Difficult obstacles would have to be overcome before the parthenogenotes used by the scientists can be replaced with ordinary cells.
The scientists stress that some of the more far-fetched scenarios are ‘speculative and fanciful’ – but they do not rule them out.
They do plan to move on to ordinary cells.
IVG could, depending on its ultimate financial cost, greatly increase the number of embryos from which to select, thus exacerbating concerns about parents selecting for their ‘ideal’ future child.’
In the most speculative scenario, Adashi says IVG might enable single-parent babies, in which one person produces both sperm and egg, leaving no need for a second parent.
It’s not yet clear, however, that a person can produce the other gender’s gametes via IVG.

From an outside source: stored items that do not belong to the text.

PR #326, opened 2019-09-07
Refactor redirect middleware using contextvars

florimondmanca:
While #325, and having https://github.com/encode/httpx/pull/305#issuecomment-529135254 in mind, I noticed that the `history` was a middleware instance variable on `RedirectMiddleware`, and that surely it could be refactored to use context variables instead. So, here we are! I think the result is quite pleasing.

The docs for contextvars, if need be: [contextvars](https://docs.python.org/3.7/library/contextvars.html).

@yeraydiazdiaz The second commit here illustrates what I suggested in https://github.com/encode/httpx/pull/305#issuecomment-529144881:

> I think we should be able to convert all utility methods into regular functions, and end up with the typical __init__()/__call__() pair of methods, with the logic in __call__ delegating as much as possible to the helper functions.

### DIFF
--- a/httpx/compat/contextvars.py
+++ b/httpx/compat/contextvars.py
@@ -1,0 +1,8 @@
+try:
+    # Python 3.6 backport w/ asyncio support.
+    # Try to import it first since it installs the contextvars backport too.
+    import aiocontextvars as _contextvars
+except ImportError:
+    import contextvars as _contextvars  # type: ignore
+
+ContextVar = _contextvars.ContextVar
--- a/httpx/middleware/redirect.py
+++ b/httpx/middleware/redirect.py
@@ -1,8 +1,8 @@
 import functools
 import typing
-from contextvars import ContextVar
 
 from ..config import DEFAULT_MAX_REDIRECTS
+from ..compat.contextvars import ContextVar
 from ..exceptions import RedirectBodyUnavailable, RedirectLoop, TooManyRedirects
 from ..models import URL, AsyncRequest, AsyncResponse, Cookies, Headers
 from ..status_codes import codes
--- a/httpx/middleware/redirect.py
+++ b/httpx/middleware/redirect.py
@@ -1,11 +1,14 @@
 import functools
 import typing
+from contextvars import ContextVar
 
 from ..config import DEFAULT_MAX_REDIRECTS
 from ..exceptions import RedirectBodyUnavailable, RedirectLoop, TooManyRedirects
 from ..models import URL, AsyncRequest, AsyncResponse, Cookies, Headers
 from ..status_codes import codes
 from .base import BaseMiddleware
+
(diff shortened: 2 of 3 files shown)


florimondmanca:
On 3.6, I used the [aiocontextvars](https://github.com/fantix/aiocontextvars) backport which includes asyncio support (while the `contextvars` backport [does not](https://github.com/MagicStack/contextvars/issues/2) (yet)).

We *may* be running into issues when extending this to add trio support, though. Trio has built-in support for context variables, and it installs the `contextvars` backport on < 3.7. This means that users that have trio installed *and* try to use the asyncio backend (e.g. with the sync `Client`) will run into issues because they'll end up using a backport that lacks asyncio support.

One solution I see is to build a custom `ContextVar` class that holds both versions, and relies on [sniffio](https://github.com/python-trio/sniffio) to detect the async environment and defer calls to the correct implementation.

Thoughts?

sethmlarson:
You're gonna have to install the contextvars backport on Python <3.7

florimondmanca:
A non-asyncio-specific refactor could look something like this:

```python
import sys
import typing
import sniffio

# Also available on Python 3.6+ via aiocontextvars.
import contextvars as _contextvars

try:
    import aiocontextvars as _aiocontextvars
except ImportError:  # pragma: no cover
    _aiocontextvars = None  # type: ignore

T = typing.TypeVar("T")


class ContextVar(typing.Generic[T]):
    """Stripped-down version of contextvars.ContextVar.

    Compatible with asyncio / Python 3.6.
    """

    def __init__(self, name: str) -> None:
        self._default_var: _contextvars.ContextVar[T] = _contextvars.ContextVar(name)
        self._asyncio_var = (
            _aiocontextvars.ContextVar(name) if sys.version_info < (3, 7) else None
        )

    def _get_variable(self) -> typing.Any:
        if (
            sniffio.current_async_library() == "asyncio"
            and self._asyncio_var is not None
        ):
            return self._asyncio_var
        return self._default_var

    def get(self) -> T:
        variable = self._get_variable()
        return variable.get()

    def set(self, value: T) -> None:
        variable = self._get_variable()
        variable.set(value)
```

Should we include it in here directly?

tomchristie:
Hold up there. 😃
We don't want to be using task local or thread local state in *any* of these cases. If we think we need task local or thread local state for something here, then we're probably doing it wrong.

What we *do* want is plain old local variables (passed around if needed), rather than state that's being persisted on the class.

florimondmanca:
@tomchristie I hear you. I let this PR up to let the idea decay, and in retrospect I can see how context variables are definitely not what we need to use in this particular situation.

I guess what we want is for RedirectMiddleware.__call__ to define the recursive function and return a first call to it, with history defined as a local variable enclosed within the recursive function, right?

Anyway I’ll close this and if the above sounds about right I can tackle that refactor instead.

It could be that producing a baby with just one parent’s genes – the ultimate in inbreeding – would be to risk the baby’s health.
Finally, it’s even conceivable that people could be made parents without their knowledge or consent.
‘Should the law criminalize such an action?’ Cohen, Daley and Adashi asked.
‘If it takes place, should the law consider the source of the skin cells to be a legal parent to the child, or should it distinguish an individual’s genetic and legal parentage?’